▸ Exercise details: The expected output is every line below, reproduced exactly.

▸ Data segment:
----
PR #2231, opened 2026-09-03
fix(llm): resolve r9s model discovery per model — claude-* probes the Anthropic strategy + root

### LINKED ISSUE #2185: llm registry: r9s declares unconditional OPENAI model discovery but switches protocol per model (claude-* -> Anthropic)
Follow-up from the #2183 review.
----
▸ Solution to the exercise:
PR #2231, opened 2026-09-03
fix(llm): resolve r9s model discovery per model — claude-* probes the Anthropic strategy + root

### LINKED ISSUE #2185: llm registry: r9s declares unconditional OPENAI model discovery but switches protocol per model (claude-* -> Anthropic)
Follow-up from the #2183 review.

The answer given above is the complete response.